Expectation number three is, “Keep the covenants, or promises, we have made with God.” If we are shown to be covenant-breakers, we are shown to be sinners, far short of God’s expectations. Again Spencer W. Kimball explains, “Of those who break covenants and promises made in sacred places and in solemn manner, we can apply the Lord’s words as follows: ‘… a wicked man, who has set at naught the counsels of God, and has broken the most sacred promises which were made before God, and has depended upon his own judgment and boasted in his own wisdom’ (D&C 3:12-13).” (Spencer W. Kimball, The Miracle of Forgiveness, 57)

The fourth expectation is much like the third: “Do our best to keep the commandments throughout our lives.” This is an interesting way to phrase this expectation in that it seems like it’s saying that it doesn’t matter whether commandments are kept, only whether we tried to keep them. Can this really be correct? That God commands that we keep the commandments but doesn’t actually expect us to keep them? Brigham Young taught,

“There is not one requirement of the Lord that is non-essential; every requirement that He has made of us is essential to our per­fection and sanctification, to prepare us to enjoy celestial glory.” (November 6, 1863, Journal of Discourses, 10:284)

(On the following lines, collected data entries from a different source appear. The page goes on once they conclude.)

PR #2067, opened 2023-01-05
Bug 2066 do not call t.begin() if t is empty

jeanlaroche:
This is only an issue on windows.


serge-sans-paille:
Fixed by 3f4907910c6fb87ed2f142436c29ebb7313b07ea

PR #2078, opened 2023-02-07
Fix bad interaction between broadcasting, indexing and numpy expr

serge-sans-paille:
Showcased by lttb_pt translated and provided by Stefan van der Walt, which I am thankful to for the effort.


serge-sans-paille:
cc @stefanv , I also had to put an extra `order(C)` to avoid extra typing issues in the return type (the return can be a transposed or not transposed matrix).

PR #2081, opened 2023-02-14
Provide entry points pythran.import_pythrancode and pythran.import_py…

### LINKED ISSUE #2080: Ability to trigger compiler on import
In Cython, you can do:

```
import pyximport
pyximport.install()
```

Thereafter, if you pull in a module with a .pyx extension, it gets compiled in the background.

This may be a bit much for Pythran (since you can't use the extension to check what type of file it is), but perhaps something like:

```
import pythran
my_module = pythran.compile('my_module.py')
```

serge-sans-paille:
…thranfile

These function calls perform a full parse & compile & import cycle, making it easy to integrate pythran in an existing codebase without relying on distutils / build system integration.

Fix #2080


stefanv:
That should do the trick for now, thanks!

PR #2091, opened 2023-03-18
Pass all arguments of generated function by value

serge-sans-paille:
This is faster for scalars, but not for objects, so we need to generate std::move accordingly


serge-sans-paille:
@jeanlaroche this patchset brings significant changes, could you give it a try on your codebase?

jeanlaroche:
I will be not before Sunday. Don't have my machine with me...

jeanlaroche:
I'm getting this error in one of my scripts. Do you need me to try to determine where exactly this comes from or can you intuit what the issue is?

```
/Users/jlaroche/ua_conda_env-Darwin.x86_64/lib/python3.8/site-packages/pythran/pythonic/utils/broadcast_copy.hpp:268:23: error: no member named 'buffer' in
      '(anonymous namespace)::pythonic::types::list<long>'
      std::copy(other.buffer, other.buffer + other.flat_size(), self.buffer);
```

jeanlaroche:
I'm also getting runtime errors :( divides by zero for example.

serge-sans-paille:
Your first example is enough for me to create a reproducer, thanks. We'll discuss the divide by zero aspect afterward :-)

jeanlaroche:
Ah great, let me know when I can dig further. I think the other issues are related to the fact that an integer scalar is not getting updated from 0, I think I see that in a lot of places, and that could also be the cause for the / 0 ...

jeanlaroche:
After pulling the latest version I get this error:
```
INFO: gcc: /var/folders/j6/7t8sg1vj4q97zhh9z5cdmxbm4rz935/T/tmpba0fmb0u.cpp
In file included from /var/folders/j6/7t8sg1vj4q97zhh9z5cdmxbm4rz935/T/tmpba0fmb0u.cpp:1:
In file included from /Users/jlaroche/ua_conda_env-Darwin.x86_64/lib/python3.8/site-packages/pythran/pythonic/core.hpp:46:
In file included from /Users/jlaroche/ua_conda_env-Darwin.x86_64/lib/python3.8/site-packages/pythran/pythonic/types/slice.hpp:5:
In file included from /Users/jlaroche/ua_conda_env-Darwin.x86_64/lib/python3.8/site-packages/pythran/pythonic/types/NoneType.hpp:6:
In file included from /Users/jlaroche/ua_conda_env-Darwin.x86_64/lib/python3.8/site-packages/pythran/pythonic/builtins/bool_.hpp:6:
In file included from /Users/jlaroche/ua_conda_env-Darwin.x86_64/lib/python3.8/site-packages/pythran/pythonic/types/tuple.hpp:13:
/Users/jlaroche/ua_conda_env-Darwin.x86_64/lib/python3.8/site-packages/pythran/pythonic/types/ndarray.hpp:1058:5: error: reference to non-static member function must be called
    data = utils::shared_ref<T>(other.begin(), other.end());
    ^~~~
/Users/jlaroche/ua_conda_env-Darwin.x86_64/lib/python3.8/site-packages/pythran/pythonic/include/types/list.hpp:330:12: note: possible target for call
    dtype* data() { return _data->data();}
           ^
/Users/jlaroche/ua_conda_env-Darwin.x86_64/lib/python3.8/site-packages/pythran/pythonic/include/types/list.hpp:331:18: note: possible target for call
    const dtype* data() const { return _data->data();}
```

serge-sans-paille:
Obsoleted by #2098

PR #2097, opened 2023-04-12
Feature/faster gexpr

serge-sans-paille:


hmaarrfk:
I just have to ask,

do you use any special tools that allow you to touch so many files so quickly? are some of these autogenerated?

serge-sans-paille:
Only the basic ones : ` git grep -l '<pattern>'` to get the list of files I need to update, then a decent command of `vim` and that's it :-/

hmaarrfk:
just trying to find tools for polygots !

Issue #2095, opened 2023-04-09
Slower in Pythran than numpy?


hmaarrfk:
Hey, thanks for making this cool library. I really do believe that the advantages you outline in terms of ahead of time compilation are valuable to those building powerful scientific computation libraries.

I was trying my hand at doing a "simple" image analysis task: rgb -> nv12 conversion.

nv12 seems to be similar to yuv420 (I420) but with the U and V channels interleaved instead of on distinct planes.

This should be a simple transpose operation, but as is typical, it is easy to do this operation very slowly based on how you do it.

```
mark@nano 
--------- 
OS: Ubuntu 22.10 x86_64 
Host: 20UN005JUS ThinkPad X1 Nano Gen 1 
Kernel: 5.19.0-38-generic 
Uptime: 7 days, 1 hour, 43 mins 
Packages: 4010 (dpkg), 23 (flatpak), 12 (snap) 
Shell: bash 5.2.2 
Resolution: 2160x1350 
DE: GNOME 43.1 
WM: Mutter 
WM Theme: Adwaita 
Theme: Yaru-viridian [GTK2/3] 
Icons: Yaru-viridian [GTK2/3] 
Terminal: kitty 
CPU: 11th Gen Intel i7-1180G7 (8) @ 4.600GHz 
GPU: Intel Tiger Lake-UP4 GT2 [Iris Xe Graphics] 
Memory: 6991MiB / 15704MiB
```

The operation amounts to something like transposing a 2D Array. From `[u_0, u_1, ... u_n, v_0, v_v1, v_n]` to `[u_0, v_0, u_1, v_1, ... u_n, v_n]`.

To setup the problem, lets start with:
```python
import numpy as np
N_iter = 200
image_shape = (3072, 3072)

uv = np.full(
    (image_shape[0] // 4 * 2, image_shape[1]),
    fill_value=0,
    dtype='uint8'
)
uv.shape = (-1,)
```

For some reason, I need to do the operation in place. In numpy, this would amount to:

```python
import numpy as np
def pack_np(uv):
    uv_copy = uv.copy()
    u_size = uv.shape[0] // 2
    uv[0::2] = uv_copy[:u_size]
    uv[1::2] = uv_copy[u_size:]
```

On my computer, I get about 700-750 iterations per second with this loop:
```python
import tqdm
N_iter = 200
for i in tqdm(range(N_iter)):
    pack_np(uv)
```

[...]

PR #2098, opened 2023-04-13
Pass scalar by values for user functions

serge-sans-paille:
passing scalar by ref (through universal reference) leads to worst code, so avoid the situation when we can.


serge-sans-paille:
@jeanlaroche following up on your comments in #2095 on that PR : yeah I do plan to merge this one, but it's the most ground-breaking one, so let's dive into your issues, would you be able to share the whole error log and/or a minimal reproducer?

jeanlaroche:
I'm confused. I haven't tried 2095, even though I commented in there... 
Should I?

And yes, I'll pasted my errors.

jeanlaroche:
Here's the full error:

https://pastebin.com/PgjxVGrs

It's likely connected to code that I have to call a tensorflow library 
from the C++ code generated by pythran, but just in case that's not it.

Jean

serge-sans-paille:
@jeanlaroche could you share the original python code?

jeanlaroche:
OK I took a closer look at the code. The issue is that the calling convention used by pythran has changed with this PR so I needed to update some patches accordingly. Once I do that the compilation error disappears.

jeanlaroche:
yes!

Issue #1999, opened 2022-06-25
XSIMD is used unchecked: abs.hpp: fatal error: xsimd/xsimd.hpp: No such file or directory


drew-parsons:
The pythran documentation suggests that XSIMD is only activated when `-DUSE_XSIMD` is set, and so pythran should be functional on any platform, including the many architectures unsupported by XSIMD.

But many of the header files, especially in the numpy include subdir but also elsewhere, use XSIMD unguarded. For instance pythran/pythonic/include/numpy/abs.hpp
```
#ifndef PYTHONIC_INCLUDE_NUMPY_ABS_HPP
#define PYTHONIC_INCLUDE_NUMPY_ABS_HPP

#include "pythonic/include/types/numpy_op_helper.hpp"
#include "pythonic/include/utils/meta.hpp"
#include "pythonic/include/utils/numpy_traits.hpp"
#include "pythonic/include/utils/functor.hpp"

#include <xsimd/xsimd.hpp>

PYTHONIC_NS_BEGIN

namespace numpy
{

#define NUMPY_NARY_FUNC_NAME abs
#define NUMPY_NARY_FUNC_SYM xsimd::abs
#include "pythonic/include/types/numpy_nary_expr.hpp"
}
PYTHONIC_NS_END

#endif
```
I note there is also pythran/pythonic/numpy/abs.hpp which does _not_ include the xsimd.hpp file, so perhaps I am misunderstanding the way pythran is accessing XSIMD.

But the apparent inconsistency is preventing successful builds on architectures which do not have XSIMD support, for instance ppc64el.  An attempted build log is found at https://buildd.debian.org/status/fetch.php?pkg=pythran&arch=ppc64el&ver=0.11.0%2Bds-1&stamp=1656166968&raw=0

The build is attempted over Debian build architectures, you can find the full set of build logs at https://buildd.debian.org/status/package.php?p=pythran&suite=experimental . The ones marked in red ("Build-Attempted" = failed build) are the ones trying to build without XSIMD.

serge-sans-paille:
we use the scalar part of xsimd unchecked, not the vector part. xsimd should be able to run in scalar mode on all architecture, if that's not the case, we should fix it :-)

drew-parsons:
Hmm, but then it comes back to https://github.com/xtensor-stack/xsimd/issues/756
which seemed to conclude xsimd can't build on all arches

drew-parsons:
[...]

Issue #1394, opened 2019-10-17
Cross-compilation to target many CPU architectures on Linux?


paugier:
There is nothing on cross-compilation in Pythran documentation. I understand that it is a subject in itself but sometimes, adding `-march=native` really speedup computations, but then the binary is no longer "generalist".

Would it be possible to compile for different CPU architectures so that the binaries would be both able to run on "old" machines and able to use advanced instructions where they are available?

serge-sans-paille:
There's support for that through `ifunc` (see https://gcc.gnu.org/onlinedocs/gcc-4.7.2/gcc/Function-Attributes.html) in some compilers, I'm unsure of how easy that would be to wrap into pythran :-)

serge-sans-paille:
Better: target_clones attribute :-) https://gcc.gnu.org/onlinedocs/gcc/Common-Function-Attributes.html#index-target_005fclones-function-attribute

rgommers:
Related question I have:
- is the `.py` -> `.cpp` step guaranteed to be the same independent of hardware/os/etc. target, so you can run it with the native toolchain and use the generated `.cpp` files in a cross build?
-  Same question for the headers in `pythran.get_include()` - is there anything in there that's not portable, or is it fine to get the headers from a native package during a cross build?

PR #2107, opened 2023-05-07
Add more docs about using Pythran in a Python package

rgommers:
Include:
- transitive dependencies (boost, xsimd)
- using Pythran as a transpiler
- change `distutils` to `setuptools`
- details related to cross compilation (xref gh-1394)

Also add notes on `xsimd` always being required, and `USE_XSIMD` turning on vectorization while the default is using `xsimd`'s scalar mode (xref gh-1999).


serge-sans-paille:
<3

PR #121, opened 2021-06-14
Test requirements install

helena-intel:
Add a test to check that installation of requirements works. This is part of the regular nbval test, but useful if you just want to check manually whether there are problems with installation.
Also added separate check to see that installation with the mirror in the instructions for China still works. Not a perfect test, since we will not be testing from within China, but better than nothing. This test runs daily.


ryanloney (approved):
Thanks for adding the China mirror.

PR #123, opened 2021-06-17
Remove unnecessary s2i openshift file

ryanloney:
This file was carried over by accident when testing the build process. It is not actually needed and should not be here.


helena-intel (approved):
Thanks Ryan! Happy with the reclaimed space.

PR #124, opened 2021-06-18
Updated dependencies and base layer for openshift container

ryanloney:
Updated some of the dependencies used in Pipfile.lock, requirements.in and Dockerfile.


Dockerfile
```diff
@@ -37,7 +37,7 @@ USER 1001
 RUN /tmp/scripts/assemble
 
 # These manual pip installs will be removed before final release and added to the Piplock file
-RUN pip install openvino-dev
+RUN pip install openvino-dev tensorflow~=2.4.1 tensorflow-serving-api --use-deprecated=legacy-resolver
```
helena-intel, line 40: Why did you move the tensorflow installs from the pipfile to here?

.openshift/Pipfile
```diff
@@ -15,12 +15,10 @@ geffnet = "==0.9.8"
 fastseg = "*"
 onnx = "*"
 ipywidgets = "*"
-torch = "==1.5.1"
-torchvision = "==0.6.1"
+torch = "<=1.7.1+cpu,>=1.5.1+cpu"
```
helena-intel, line 18: Should we pin PyTorch to a specific version here, since it will be pinned to a specific version in the Pipfile.lock file anyway?

helena-intel (commented):
Thanks Ryan! I am happy to see Jupyter Lab 3! Did you test that everything works?

.openshift/Pipfile
ryanloney: Good idea. Updating it

Dockerfile
ryanloney: pipenv was not able to do the dependency resolution. once we have 2021.4 this will be easier

.openshift/Pipfile
ryanloney: I could not get this to work by changing the Pipfile and requirements.in. Let's leave it like this for now. I want to address the security issues first.

ryanloney:
Ready to merge if you are ok with us revisiting the PyTorch part later @helena-intel? I will need to update this for 2021.4 release anyway.

helena-intel:
> Ready to merge if you are ok with us revisiting the PyTorch part later @helena-intel? I will need to update this for 2021.4 release anyway.

Yes, the Pytorch version is not important, thanks, I'll merge this.

helena-intel (approved):

PR #125, opened 2021-06-18
Add installation and launch script, with tests

helena-intel:
install_notebooks.py installs the notebook in a virtualenv in the current directory. launch_notebooks.py launches the notebooks from the virtualenv in the current directory or the parent directory. 

Added a test to verify that the install works. Did not add anything about the install_notebooks.py script to the README yet - not sure if we want to mention this as a recommended method already.

### DIFF
--- a/.ci/utils.py
+++ b/.ci/utils.py
@@ -1,0 +1,26 @@
+def check_jupyter_running():
+    """
+    Check that Jupyter Lab is running. Raises ValueError if not. This is a utility function 
+    for the CI. It is not suitable for use outside of the CI.
+    """
+    import psutil
+    for item in psutil.process_iter():
+        if "python" in item.name():
+            print(item.cmdline())
+            if len([line for line in item.cmdline() if "jupyterlab" in line]) > 0:
+                # Jupyter found in list of running processes: return without error
+                return
+    raise RuntimeError("Jupyter Lab is not running")
+
+def check_install_output():
+    """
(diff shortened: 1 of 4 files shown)


ryanloney:
I tested on a macbook and Ubuntu 20.04 machine. My Ubuntu machine is headless, so when I run launch notebooks, it does not allow traffic aside from localhost. If someone is trying to run notebooks on a NUC or other device without a screen, this may be something that they want to configure. Is there an easy way to have a launch option that will add `--ip=0.0.0.0` to the jupyter command? 

It did work on both my mac and ubuntu machine. Even typing `python` and not `python3` it still worked. Very nice!

ryanloney (approved):

helena-intel:
> I tested on a macbook and Ubuntu 20.04 machine. My Ubuntu machine is headless, so when I run launch notebooks, it does not allow traffic aside from localhost. If someone is trying to run notebooks on a NUC or other device without a screen, this may be something that they want to configure. Is there an easy way to have a launch option that will add `--ip=0.0.0.0` to the jupyter command?

 `python launch_notebooks.py --ip=0.0.0.0 --no-browser` should already work! You can add all the flags that you can add to `jupyter lab`.

helena-intel:
> It did work on both my mac and ubuntu machine. Even typing `python` and not `python3` it still worked. Very nice!

That was by design but I see that it doesn't work in all cases anymore - I will look into that. I do want that to work.

PR #127, opened 2021-06-19
Patch for aiohttp cve

ryanloney:
Getting pipenv to work has been very difficult. Adding this patch for aiohttp cve (using pip install in Dockerfile) until we have a new Pipfile for 2021.4.


ryanloney:
I was able to get the pipfile.lock updated with aiohttp and tensorflow 2.3.3. Updated with a new commit.

helena-intel:
> I was able to get the pipfile.lock updated with aiohttp and tensorflow 2.3.3. Updated with a new commit.

Thanks Ryan, that is much nicer!

helena-intel (approved):

PR #129, opened 2021-06-20
Add notebooks test for Docker image

helena-intel:
Tests that the notebooks run in the Docker image.

I installed nbval with pip install in the Dockerfile for now. Will do that with pipenv after 2021.4 release. 

@ryanloney the Dockerfile now installs tensorflow 2.5 (because pip install tensorflow-estimator updates the tensorflow installed by pipenv). Notebook tests pass.


ryanloney (approved):

raymondlo84:
Should we enable the onednn flag? that will 2x the training speed?

helena-intel:
> Should we enable the onednn flag? that will 2x the training speed?

If we install TensorFlow 2.5, we should. But then we should include TF 2.5 in the requirements.in/Pipfile.lock. We can also do that after 2021.4 release next week.

helena-intel:
> Should we enable the onednn flag? that will 2x the training speed?

If we install TensorFlow 2.5, we should. But then we should include TF 2.5 in the requirements.in/Pipfile.lock. We can also do that after 2021.4 release next week.

helena-intel:
I added 2021.4 wheels. Will remove that before merging once 2021.4 is on PyPI. Will also update pipenv then, and use TF 2.5.

raymondlo84:
What are our official commands to compile and test this docker file?

helena-intel:
> What are our official commands to compile and test this docker file?

You build it with `docker build -t openvino_notebooks .` in the directory that contains the Dockerfile and then run `docker run -it --entrypoint /tmp/scripts/test openvino_notebooks`

helena-intel:
I cancelled the nbval tests because they are not relevant for this PR. docker_nbval tests pass.

PR #135, opened 2021-06-29
2021.4

helena-intel:
- use %sx instead of ! for some notebooks
-  remove deprecated legacy resolver from pip install
- remove version pinnings for numpy and importlib-metadata
- pin tensorflow to 2.5


helena-intel:
I pinned TensorFlow to 2.5 since a) I tested that that works and b) that is required for the ONEDNN training speedup in the 301 notebook. Lower versions will probably work just fine, we can look into relaxing this pinning after testing more.

PR #136, opened 2021-06-30
Remove wheel files

ryanloney:
I don't think these wheel files were meant to be uploaded. Probably left over from validation. Removing them.


ryanloney:
@helena-intel feel free to undo this if there is some reason why the wheel files should remain in the main branch.

ryanloney:
CI is passing, I'm going to merge this since it is not changing any code.

helena-intel:
Thanks Ryan! These files should not have been in the main branch indeed.

PR #138, opened 2021-06-30
Fix and future proof broken links to Open Model Zoo model documentation

helena-intel:
Change model documentation links from OMZ Github to docs.openvinotoolkit.org


ryanloney (approved):
I checked all of the URLs and they work for me. Thank you for using the docs site.

PR #139, opened 2021-06-30
Update Docker test and fix Windows line endings in Dockerfile

helena-intel:
- clone notebooks in test script
- also revert Pipfile to Python 3.7. I will change this to 3.8 later.


ryanloney (approved):
The build was successful on my Windows laptop and MacBook. The macOS build took like 30 minutes, but maybe some issue on my end. Windows took 13 minutes. I tried building and testing the image on OpenShift Data Science, and it works there as well. I'm still running into the issue with cloning the repo when it has already been modified in the user space. We should tackle that separately, and I will share more details with you about the issue.

ryanloney:
Actually, I was wrong. Just needed to clear the volume on OpenShift Data Science cluster. It works now with the PRELOAD check! Thank you @helena-intel

PR #140, opened 2021-07-01
Add Model Tools notebook

helena-intel:
Model Downloader, Converter, Info Dumper and Benchmark App.

### DIFF
--- a/notebooks/104-model-tools/104-model-tools.ipynb
+++ b/notebooks/104-model-tools/104-model-tools.ipynb
@@ -1,0 +1,446 @@
+{
+ "cells": [
+  {
+   "cell_type": "markdown",
+   "id": "artificial-discretion",
+   "metadata": {},
+   "source": [
+    "# Working with Open Model Zoo Models\n",
+    "\n",
+    "## Model Downloader, Model Converter, Info Dumper and Benchmark Tool"
+   ]
+  },
+  {
+   "cell_type": "markdown",
+   "id": "usual-karen",
+   "metadata": {
+    "tags": [
+     "hide"
+    ]
+   },
+   "source": [
+    "This demo shows how to download a model from Open Model Zoo, convert it to OpenVINO's IR format, show information about the model, and benchmark the model.\n",
+    "\n",
+    "| Tool             | Command           | Description                                                                       |\n",
+    "|------------------|-------------------|-----------------------------------------------------------------------------------|\n",
+    "| Model Downloader | `omz_downloader`  | Download models from Open Model Zoo                                               |\n",
+    "| Model Converter  | `omz_converter`   | Convert Open Model Zoo models that are not in OpenVINO's IR format to that format |\n",
+    "| Info Dumper      | `omz_info_dumper` | Print information about Open Model Zoo models                                     |\n",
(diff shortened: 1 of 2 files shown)


raymondlo84:
Should put outputs if GPU not found? Wonder if it's worth the time to list out the 'available devices' so these commands then makes sense.

helena-intel:
> Should put a warning output if GPU not found? Wonder if it's worth the time to list out the 'available devices' so these commands then make sense.

Yes, I wasn't sure how to go about this yet. In the 301 notebook I do show a message. I can add the "else print" part here too, but I also like that this allows you to see more benchmarks on one screen. It's actually a simple command and the cells are already pretty long.

I could make a benchmark function that wraps benchmark app so you can call it with one line and it shows only the relevant output?

helena-intel:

Add to that 11th LDS president Harold B. Lee’s admonition,

“Any member of the Church who is learning to live perfectly each of the laws that are in the kingdom is learning the way to become perfect. There is no member of this Church who cannot live the law, every law of the gospel perfectly.” (Teachings of Presidents of the Church: Harold B. Lee, 2000, 33)

It’s pretty clear that, like keeping covenants, actually keeping the commandments is also expected. After all, one of the covenants Mormons make with God at baptism is a promise to “keep His commandments.” This emphasis on doing rather than merely trying also fits well with what LDS apostle D. Todd Christofferson taught:

“To be classed among the truly penitent, random acts of obedience will not be adequate. We must properly enter into the covenants and persist in keeping them…It is not simply the promise of obedience in our contracts with Deity that brings grace, but the performance of our promises.” (“Justification and Sanctification,” Ensign, June 2001, 24)

The fifth and final expectation on the list quotes the LDS scripture Doctrine & Covenants 67:13: “Continue in patience until ye are perfected.” In other words, God’s expectation is that we keep trying until we succeed.

This fifth point seems to lead into the other inset box on that page of the Ensign that lists “What God Doesn’t Expect.” This list is one of attitudes, suggesting the ways Mormons might (but shouldn’t) think about the perfection that is required of them: Don’t think you must be perfect now; don’t labor under an attitude of perfectionism; don’t think you must work all the time; don’t be self-critical over failure to progress in becoming perfect; don’t think of heaven as something you must try to “earn.” None of this thought-adjustment mitigates the LDS church’s list of God’s expectations.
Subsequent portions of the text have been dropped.